I think people understand that I'm not talking specifically about a particular tool for creating presentations. It doesn't matter which tool you use, the problem is the notion that meeting time should consist primarily (or even significantly) of presenters standing in front of a screen on which mostly-text is being displayed, and the content of what is being said closely corresponds to what is on the screen. A related problem is that people are paying attention to the words on the screen which is distracting them from what is actually being said. And because the bitrate of the information being presented is low, people tend to not pay much attention anyway, and they tend do things that further distract from the meeting.

"PowerPoint" is just a convenient one-word shorthand for this phenomenon. The problem isn't the specific tool that's being used, but the phenomenon almost inherently comes with use of PowerPoint or any of several similar tools. And everybody has seen it happen and associates it with the word PowerPoint.

What matters is that a lot of meeting time is being wasted by filling it up with presentations, and by trying to have discussions using media and techniques and habits that are better suited for presentations. (though the idea that PowerPoint and similar tools even help to facilitate good presentations is itself pretty dubious.)

I also think it would be quite helpful to arrange for the topics discussed and points raised in the discussion to be displayed in the room in real time, as they are typed. This would provide non-native speakers with visuals similar to what they see now with PowerPoint, but without the undesirable side-effect of coercing discussion time into presentations. This would also reinforce the need for a minute-taker and help to keep the minute-takers honest.
This is a meeting workflow change, I can think of several ways to approach it. as with note taking, jabber scribing and managing remote participants it requires someone to do the work (though it may overlap with one of the other activities).

Of course. And I'm not set on a particular approach; I just want to facilitate more effective discussion (and in a way that tries to accommodate those who have trouble understanding the speakers).

But I do suspect that somehow the job of typing something that appears immediately on the screen, might be more appealing than the job of taking minutes or being a Jabber scribe.
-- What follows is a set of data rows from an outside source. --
PR #3497, opened 2021-06-02
fix publishConfig.directory script

PabloSzx:
the implementation in #3490 had a mistake that the test didn't catch 😞, now I tested it locally and now it for sure works as expected

### DIFF
--- a/.changeset/tricky-yaks-fly.md
+++ b/.changeset/tricky-yaks-fly.md
@@ -1,0 +1,5 @@
+---
+"@pnpm/plugin-commands-publishing": patch
+---
+
+fix publishConfig.directory script
--- a/packages/plugin-commands-publishing/src/publish.ts
+++ b/packages/plugin-commands-publishing/src/publish.ts
@@ -176,7 +176,10 @@ Do you want to continue?`,
       workspaceDir: opts.workspaceDir ?? dir,
     },
     async () => {
-      const args = opts.argv.original.slice(1)
+      let args = opts.argv.original.slice(1)
+      if (params.length > 0 && params[0] != null) {
+        args = args.filter(arg => arg !== params[0])
+      }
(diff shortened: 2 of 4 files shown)


PabloSzx:
@zkochan, there is something wrong going on, in the first screenshot I'm logging args[0] in the pnpm.cjs of v6.7.0

image


And in this screenshot I'm logging args[0] directly in the source code and running the tests 

image

zkochan:
The issues are because of this section probably. I guess it should be fixed.

https://github.com/pnpm/pnpm/blob/3bd6ad8e64e7f30ef29c54fdd125293907ef067c/packages/plugin-commands-publishing/src/publish.ts#L179-L189

PabloSzx:
> The issues are because of this section probably. I guess it should be fixed.
> 
> https://github.com/pnpm/pnpm/blob/3bd6ad8e64e7f30ef29c54fdd125293907ef067c/packages/plugin-commands-publishing/src/publish.ts#L179-L189

I don't think that is the issue, here I'm printing the original args the very beginning of the handler
image

PabloSzx:
Mmm, I was thinking about this issue wrong, the problem here is that the recursivePublish specified the directory in the script itself 
image

zkochan:
I see, in that case I recommend to change how recursive publish passes the directory. Instead of passing it through argv.original, pass it through the dir option.

zkochan:
I mean

```
        const publishResult = await publish({
          ...opts,
          dir: pkg.dir,
          argv: {
            original: [
              'publish',
              '--tag',
              tag,
              '--registry',
              pickRegistryForPackage(opts.registries, pkg.manifest.name!),
              ...appendedArgs,
            ],
          },
          gitChecks: false,
          recursive: false,
        }, [])

```

zkochan (approved):

PR #3520, opened 2021-06-09
feat: filter packages based on glob pattern when filtering by directories

David-Collins:


zkochan:
This would be a breaking change so it should be only used if `use-beta-cli` is set to `true`

PR #3521, opened 2021-06-09
feat: filter packages based on glob pattern when filtering by directories

David-Collins:


zkochan (changes requested):
It is a breaking change. We'll be able to release it only in pnpm v7, if we decide to make this change

packages/filter-workspace-packages/package.json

If one person typing could do an adequate job of all of the above, that would be nice, as we'd need fewer volunteers.

(I doubt that PowerPoint is the best tool for this purpose, since it would be highly desirable to convey the same information, at the same time, to remote participants.)

it would be helpful abstract the tool dicussion away from particular applications, at the heart of the problem, is not which text/media formatting application is used.
I don't think you can completely divorce the discussion from mention of these tools and still have a useful discussion.